Venue: Lounge (Room 7A09), 7/F, The Prince Philip Dental Hospital
Presenter: Miss Yu Xiaolin, PhD Candidate (12:45 p.m. to 1:15 p.m.)
Title: Oral microbiota in periodontal/peri-implant niches
Abstract: Periodontitis is a progressive infectious-inflammatory disease that destroys the soft and hard tissues supporting the teeth. It is prevalent in global populations, leading to a significant healthcare burden. Initiation and progression of this disease are caused by a combination of various factors including the oral microbiota, host factors and external factors. Among these, a complex assortment of bacterial pathogens are regarded as the dominant causative factors. To date, dental implants and implant-supported restorations have become routine and essential treatments for partially or fully edentulous patients. However, biological complications; typically peri-implantitis and peri-implant mucositis have been reported after a period of functional loading. It is widely agreed that peri-implantitis and peri-implant mucositis are mainly associated with microbial plaque accumulation and bacterial infections, and present a high risk in subjects with a history of periodontitis. In my PhD studies, I will use next-generation sequencing approaches to investigate periodontal/peri-implant microbiota in subjects with both healthy and inflamed sites. Moreover, I will mainly focus on oral bacteria belonging to the Treponema and Synergistetes phyla. The complete genome sequences of selected poorly-chraracterized oral treponeme isolates will be analyzed to investigate taxonomy and phylogeny, and to identify pathogenic genes.

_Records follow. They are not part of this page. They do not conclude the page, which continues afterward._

PR #238, opened 2019-02-28
Feature/136 consent coding

### LINKED ISSUE #136: GUI for consent coding on Experimenter platform + central storage of consent info
*Pain point*: The first step in coding data from a Lookit session is to check that the associated consent video shows a parent making a statement of informed consent. It is possible for data to be collected in the absence of an informed consent statement – for instance, a parent might not read the statement because he or she does not understand written English. Currently, it is up to each lab to come up with a consent coding workflow and avoid viewing any session video until consent has been confirmed. Researchers can download individual videos, all consent videos, or all videos. This manual task is potentially error-prone and represents a lot of duplication of work across labs. A simple GUI for coding consent and central storage of consent information would enforce a clear consent coding process, reduce potential for dangerous human error, and reduce the burden on individual labs. 

*Acceptance criteria*: Researchers can use a view on the experimenter interface to see consent videos, which they can filter by new, marked as non-consent, and marked as consent. Each video is displayed on the page along with some basic information about the associated session, including existing consent information if available. Next to the video, the researcher selects whether the consent video is valid or not (possibly from a short list of reasons why not, to distinguish tech issues from non-reading), and can enter a brief string with any notes. The consent value, note, and identity of the researcher who provided them are stored with the session record. Only videos from sessions where consent has been confirmed may be downloaded. 

*Implementation notes/Suggestions*: Consent judgments should be possible to overwrite, e.g. in case an RA thinks something isn't valid but it is or vice versa. Storing history of such judgments would be nice to have but not critical.

Datamance:
Merge to staging. Fixes #136 . God save the queen.


api/views.py
```diff
@@ -85,30 +85,64 @@ def get_queryset(self):
...
+        if self.request.user.has_perm("accounts.can_read_all_user_data"):
+            return demographics_for_active_users
+
+        studies = get_objects_for_user(
+            self.request.user, "studies.can_view_study_responses"
+        )
+
+        consented_responses = get_consented_responses_qs().filter(study__in=studies)
+
+        demographics_ids = consented_responses.values_list("demographic_snapshot", flat=True)
```
kimberscott: Just a note for the future - we could legally/ethically give access to demographic snapshots associated with any users associated with consented_responses, i.e. researchers are allowed to see updates to demographic data that the family makes after participation. This behavior is more straightforward and in line with what researchers get through the experimenter UI though.

studies/migrations/0043_add_video_constructs.py
```diff
@@ -0,0 +1,205 @@
...
+                            response=response,
+                            is_consent_footage=frame_id in VALID_CONSENT_FRAMES,
+                        )
+                    )
+                    seen_ids.add(video_id)
+
+    return Video.objects.bulk_create(video_objects)
+
+
+class Migration(migrations.Migration):
```
kimberscott: Is the idea that once this is deployed to production we’ll just have researchers redo consent coding via the UI?  Pros and cons of creating ‘accepted’ rulings for existing records with ‘comments’ field set to something like ‘automatically accepted and may not be verified; recorded before consent manager deployed’?

Datamance: We absolutely could create ConsentRulings in bulk with that comment, we'd just need to acquire/create some sort of fake user/bot that would serve as the arbiter for each

Datamance: alternatively, we could use your account

studies/migrations/0043_add_video_constructs.py
```diff
@@ -24,8 +24,31 @@ def generate_videos_from_responses(apps, schema_editor):
...
         generate_videos_from_events(response, VideoModel)
+        apply_initial_consent_ruling(response, ConsentRulingModel, consent_admin)
+
+
+def apply_initial_consent_ruling(response, consent_ruling_model, consent_admin):
+    """
+
+    :param response: a Response object
+    :param consent_ruling_model: the ConsentRuling model
+    :param kim: Kim
```
kimberscott: -> :param consent_admin

Issue #241, opened 2019-03-13
BCC the sender of an email through the participant email view


kimberscott:
**TL;DR**: BCC the sender of an email through the participant email view.

**Narrative**
As an Experimenter, I would like to be able to keep track of emails I send through the participant email view. 

**Acceptance Criteria**
An email sent via exp/studies/[studyid]/email/ is sent to the participant as currently, and the email address in the "sender" field is BCCed.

As the vast majority of oral Synergistetes taxa are uncultivable, targeted single-gene clone-library approaches will be performed to investigate the diversity of genotypes and phylotypes present in subgingival plaque sampled from diseased and healthy sites.
Presenter: Miss Li Xuan, PhD Candidate (1:15 p.m. to 1:45 p.m.)
Title: Mesoporous silica nanoparticles-encapsulated TCMs inhibit oral pathogens and modulate inflammatory responses in human gingival epithelial cells
Abstract: Due to the porous structure and stable physical/chemical characteristics, mesoporous silica nanoparticles (MSNs) have emerged as a ‘hot’ biomedical agent that can be used as cell markers, imaging moieties, gene and drug vehicles. Meanwhile, several selected traditional Chinese medicines (TCMs) show potent anti-microbial and anti-inflammatory effects, such as Scutellariae Radix and green tea. Periodontitis results from plaque biofilms-induced uncontrolled immuno-inflammatory response that leads to substantial periodontal destruction and eventually teeth loss. Currently, two forms of MSNs (SR2 and M1) in different morphologies have been successfully synthesized, and their surfaces have been modified by amine and fluorescent dye. In the coming studies, the extracts ofScutellariae Radix and green tea would be loaded into the synthesized MSNs, and their loading efficiency and release profiles are tested. The anti-microbial effects via a prolong release manner on selected oral microbes are determined. The sub-localization of fluorescent SR2 and M1 in human gingival epithelial cells (HGECs) would be analyzed. Next, the potential anti-inflammatory effects of SR2 and M1-encapsulated TCMs are investigated in P. gingivalis and E. coli lipopolysaccharides(LPS)-treated HGECs. The underlying signaling mechanisms involved in the effects are explored by determining relevant profiles of genes and proteins.